━━━━━ Records provided
PR #102, opened 2019-10-02
ShellCheck of the scripts

moutonjr:
Using shellcheck to proofcheck the sanity of the scripts.

Note that there are two sourcing failed on example scripts (backup and restore). Rest of changes are harmless.

Best would be to apply shellcheck for a new YEP ?

See https://forum.yunohost.org/c/contribute-room/apps-packaging/ topic about this.

[Build Status/badge/icon)](https://ci-apps-dev.yunohost.org/jenkins/job/APP_ynh%20PR-NUM-%20(USERNAME)/)

### DIFF
--- a/scripts/_common.sh
+++ b/scripts/_common.sh
@@ -5,7 +5,7 @@
 #=================================================
 
 # dependencies used by the app
-pkg_dependencies="deb1 deb2"
+export pkg_dependencies="deb1 deb2"
 
 #=================================================
 # PERSONAL HELPERS
--- a/scripts/backup
+++ b/scripts/backup
@@ -7,7 +7,7 @@
 #=================================================
 
 #Keep this path for calling _common.sh inside the execution's context of backup and restore scripts
-source ../settings/scripts/_common.sh
+source _common.sh
 source /usr/share/yunohost/helpers
 
 #=================================================
@@ -28,9 +28,9 @@ ynh_script_progression --message="Loading installation settings..." --time --wei
 
 app=$YNH_APP_INSTANCE_NAME
 
-final_path=$(ynh_app_setting_get --app=$app --key=final_path)
-domain=$(ynh_app_setting_get --app=$app --key=domain)
-db_name=$(ynh_app_setting_get --app=$app --key=db_name)
+final_path=$(ynh_app_setting_get --app="$app" --key=final_path)
+domain=$(ynh_app_setting_get --app="$app" --key=domain)
+db_name=$(ynh_app_setting_get --app="$app" --key=db_name)
 
 #=================================================
 # STANDARD BACKUP STEPS
@@ -39,7 +39,7 @@ db_name=$(ynh_app_setting_get --app=$app --key=db_name)
 #=================================================
 ynh_script_progression --message="Stopping a systemd service..." --time --weight=1
 
-ynh_systemd_action --service_name=$app --action="stop" --log_path="/var/log/$app/$app.log"
+ynh_systemd_action --service_name="$app" --action="stop" --log_path="/var/log/$app/$app.log"
 
 #=================================================
 # BACKUP THE APP MAIN DIR
@@ -104,7 +104,7 @@ ynh_backup --src_path="/etc/cron.d/$app"
 #=================================================
 ynh_script_progression --message="Starting a systemd service..." --time --weight=1
 
-ynh_systemd_action --service_name=$app --action="start" --log_path="/var/log/$app/$app.log"
+ynh_systemd_action --service_name="$app" --action="start" --log_path="/var/log/$app/$app.log"
 
 #=================================================
 # END OF SCRIPT
--- a/scripts/change_url
+++ b/scripts/change_url
@@ -27,7 +27,8 @@ app=$YNH_APP_INSTANCE_NAME
 ynh_script_progression --message="Loading installation settings..." --time --weight=1
 
 # Needed for helper "ynh_add_nginx_config"
-final_path=$(ynh_app_setting_get --app=$app --key=final_path)
+final_path=$(ynh_app_setting_get --app="$app" --key=final_path)
+export final_path
 
 # Add settings here as needed by your application
 #db_name=$(ynh_app_setting_get --app=$app --key=db_name)
@@ -57,7 +58,7 @@ fi
 #=================================================
 ynh_script_progression --message="Stopping a systemd service..." --time --weight=1
 
-ynh_systemd_action --service_name=$app --action="stop" --log_path="/var/log/$app/$app.log"
+ynh_systemd_action --service_name="$app" --action="stop" --log_path="/var/log/$app/$app.log"
 
 #=================================================
 # MODIFY URL IN NGINX CONF
@@ -72,8 +73,8 @@ then
 	# Make a backup of the original nginx config file if modified
 	ynh_backup_if_checksum_is_different --file="$nginx_conf_path"
 	# Set global variables for nginx helper
-	domain="$old_domain"
-	path_url="$new_path"
+	export domain="$old_domain"
+	export path_url="$new_path"
 	# Create a dedicated nginx config
 	ynh_add_nginx_config
 fi
@@ -83,7 +84,7 @@ if [ $change_domain -eq 1 ]
 then
 	# Delete file checksum for the old conf file location
 	ynh_delete_file_checksum --file="$nginx_conf_path"
-	mv $nginx_conf_path /etc/nginx/conf.d/$new_domain.d/$app.conf
+	mv "$nginx_conf_path" "/etc/nginx/conf.d/$new_domain.d/$app.conf"
 	# Store file checksum for the new config file location
 	ynh_store_file_checksum --file="/etc/nginx/conf.d/$new_domain.d/$app.conf"
 fi
@@ -101,7 +102,7 @@ fi
 #=================================================
 ynh_script_progression --message="Starting a systemd service..." --time --weight=1
 
-ynh_systemd_action --service_name=$app --action="start" --log_path="/var/log/$app/$app.log"
+ynh_systemd_action --service_name="$app" --action="start" --log_path="/var/log/$app/$app.log"
 
 #=================================================
 # RELOAD NGINX
--- a/scripts/install
+++ b/scripts/install
@@ -29,7 +29,7 @@ path_url=$YNH_APP_ARG_PATH
 admin=$YNH_APP_ARG_ADMIN
 is_public=$YNH_APP_ARG_IS_PUBLIC
 language=$YNH_APP_ARG_LANGUAGE
-password=$YNH_APP_ARG_PASSWORD
+#password=$YNH_APP_ARG_PASSWORD # If useful later ?
 
 ### If it's a multi-instance app, meaning it can be installed several times independently
 ### The id of the app as stated in the manifest is available as $YNH_APP_ID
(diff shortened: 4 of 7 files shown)


scripts/_common.sh
```diff
@@ -5,7 +5,7 @@
 #=================================================
 
 # dependencies used by the app
-pkg_dependencies="deb1 deb2"
+export pkg_dependencies="deb1 deb2"
```
maniackcrudelis: `export` make the variable available into environment level.
We do not use them for that purpose, here the variable is available at the entire script level, which is enough as this script will be sourced by the other scripts.

scripts/backup
```diff
@@ -7,7 +7,7 @@
 #=================================================
 
 #Keep this path for calling _common.sh inside the execution's context of backup and restore scripts
-source ../settings/scripts/_common.sh
+source _common.sh
```
maniackcrudelis: Into the scope of the script, when it's running, the path was correct the way it was.

scripts/backup
```diff
@@ -28,9 +28,9 @@ ynh_script_progression --message="Loading installation settings..." --time --wei
 
 app=$YNH_APP_INSTANCE_NAME
 
-final_path=$(ynh_app_setting_get --app=$app --key=final_path)
-domain=$(ynh_app_setting_get --app=$app --key=domain)
-db_name=$(ynh_app_setting_get --app=$app --key=db_name)
+final_path=$(ynh_app_setting_get --app="$app" --key=final_path)
+domain=$(ynh_app_setting_get --app="$app" --key=domain)
+db_name=$(ynh_app_setting_get --app="$app" --key=db_name)
```
maniackcrudelis: `app` is `YNH_APP_INSTANCE_NAME` which is the `id` of the app with a incremental number attach to it.
It has to follow that regex: `^[a-z1-9]((_|-)?[A-z1-9])+$`
https://github.com/YunoHost/doc/blob/master/packaging_apps_guidelines.md#yep-11

Using double quotes here is therefor useless.
Using them would be as well harmless. But not knowing when and why you should use them is harmful.
So I rather prefer not to use double quotes when not needed instead of putting them everywhere without knowing why we should or should not use them.

scripts/change_url
```diff
@@ -27,7 +27,8 @@ app=$YNH_APP_INSTANCE_NAME
 ynh_script_progression --message="Loading installation settings..." --time --weight=1
 
 # Needed for helper "ynh_add_nginx_config"
-final_path=$(ynh_app_setting_get --app=$app --key=final_path)
+final_path=$(ynh_app_setting_get --app="$app" --key=final_path)
+export final_path
```
maniackcrudelis: There's no purpose here to export that variable, which is not going to be use anywhere into the scope of that script.

scripts/change_url
```diff
@@ -72,8 +73,8 @@ then
 	# Make a backup of the original nginx config file if modified
 	ynh_backup_if_checksum_is_different --file="$nginx_conf_path"
 	# Set global variables for nginx helper
-	domain="$old_domain"
-	path_url="$new_path"
+	export domain="$old_domain"
+	export path_url="$new_path"
```
maniackcrudelis: Same here, no purpose for a export.

scripts/change_url
```diff
@@ -83,7 +84,7 @@ if [ $change_domain -eq 1 ]
 then
 	# Delete file checksum for the old conf file location
 	ynh_delete_file_checksum --file="$nginx_conf_path"
-	mv $nginx_conf_path /etc/nginx/conf.d/$new_domain.d/$app.conf
+	mv "$nginx_conf_path" "/etc/nginx/conf.d/$new_domain.d/$app.conf"
```
maniackcrudelis: As for `app`, there can't be here any characters that would break bash.

scripts/install
```diff
@@ -29,7 +29,7 @@ path_url=$YNH_APP_ARG_PATH
 admin=$YNH_APP_ARG_ADMIN
 is_public=$YNH_APP_ARG_IS_PUBLIC
 language=$YNH_APP_ARG_LANGUAGE
-password=$YNH_APP_ARG_PASSWORD
+#password=$YNH_APP_ARG_PASSWORD # If useful later ?
```
maniackcrudelis: The purpose of this repository is to show how an app package work. Not to be fully working as it is.
The manifest has a [password field](https://github.com/YunoHost/example_ynh/blob/master/manifest.json#L75-L87), therefor we should have this line to get it from the manifest. Whether it's used or not later in the script is not a problem.

scripts/install
```diff
@@ -62,18 +62,18 @@ final_path=/var/www/$app
...
-ynh_app_setting_set --app=$app --key=domain --value=$domain
-ynh_app_setting_set --app=$app --key=path --value=$path_url
-ynh_app_setting_set --app=$app --key=admin --value=$admin
-ynh_app_setting_set --app=$app --key=is_public --value=$is_public
-ynh_app_setting_set --app=$app --key=language --value=$language
+ynh_app_setting_set --app="$app" --key=domain --value="$domain"
+ynh_app_setting_set --app="$app" --key=path --value="$path_url"
+ynh_app_setting_set --app="$app" --key=admin --value="$admin"
+ynh_app_setting_set --app="$app" --key=is_public --value="$is_public"
+ynh_app_setting_set --app="$app" --key=language --value="$language"
```
maniackcrudelis: Same again here, before and after, all those variables don't have double quotes because they don't need any.
If, because it could happen, a variable may really need some somewhere, I would be glad to add them.

scripts/install
```diff
@@ -106,7 +106,7 @@ ynh_script_progression --message="Installing dependencies..." --time --weight=1
 ###		- As well as the section "REINSTALL DEPENDENCIES" in the restore script
 ###		- And the section "UPGRADE DEPENDENCIES" in the upgrade script
 
-ynh_install_app_dependencies $pkg_dependencies
+ynh_install_app_dependencies "$pkg_dependencies"
```
maniackcrudelis: And here, furthermore, that's an error. Again a packager should understand why use them or not.
`ynh_install_app_dependencies` get its arguments from the command line with `$@`, see [the helper](https://github.com/YunoHost/yunohost/blob/stretch-unstable/data/helpers.d/apt#L207), using double quote here would send only one argument to the helper where it expects one or many.
Here it would be safe because the helper gets its argument and store them into an unique variable. But it could as well be an array, broken by such practice.

scripts/install
```diff
@@ -228,9 +228,9 @@ ynh_script_progression --message="Finalizing installation..." --time --weight=1
 ynh_local_curl "/INSTALL_PATH" "key1=value1" "key2=value2" "key3=value3"
 
 # Remove the public access
-if [ $is_public -eq 0 ]
+if [ "$is_public" -eq 0 ]
```
maniackcrudelis: `$is_public` is not `"$is_public"`, the first one is an int, the second one a string.
You may have an error from bash with such a condition.

scripts/remove
```diff
@@ -16,11 +16,11 @@ ynh_script_progression --message="Loading installation settings..." --time --wei
 
 app=$YNH_APP_INSTANCE_NAME
 
-domain=$(ynh_app_setting_get --app=$app --key=domain)
-port=$(ynh_app_setting_get --app=$app --key=port)
-db_name=$(ynh_app_setting_get --app=$app --key=db_name)
+#domain=$(ynh_app_setting_get --app="$app" --key=domain) If useful?
```
maniackcrudelis: `ynh_remove_nginx_config`, later in the script use it.

scripts/install
moutonjr: hmm. not for this one:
━━━━━━━━━━
Aim of the task — Set down, word for word, each line from the top of the records above through the line with "topic about this.".

Answer space —
PR #102, opened 2019-10-02
ShellCheck of the scripts

moutonjr:
Using shellcheck to proofcheck the sanity of the scripts.

Note that there are two sourcing failed on example scripts (backup and restore). Rest of changes are harmless.

Best would be to apply shellcheck for a new YEP ?

See https://forum.yunohost.org/c/contribute-room/apps-packaging/ topic about this.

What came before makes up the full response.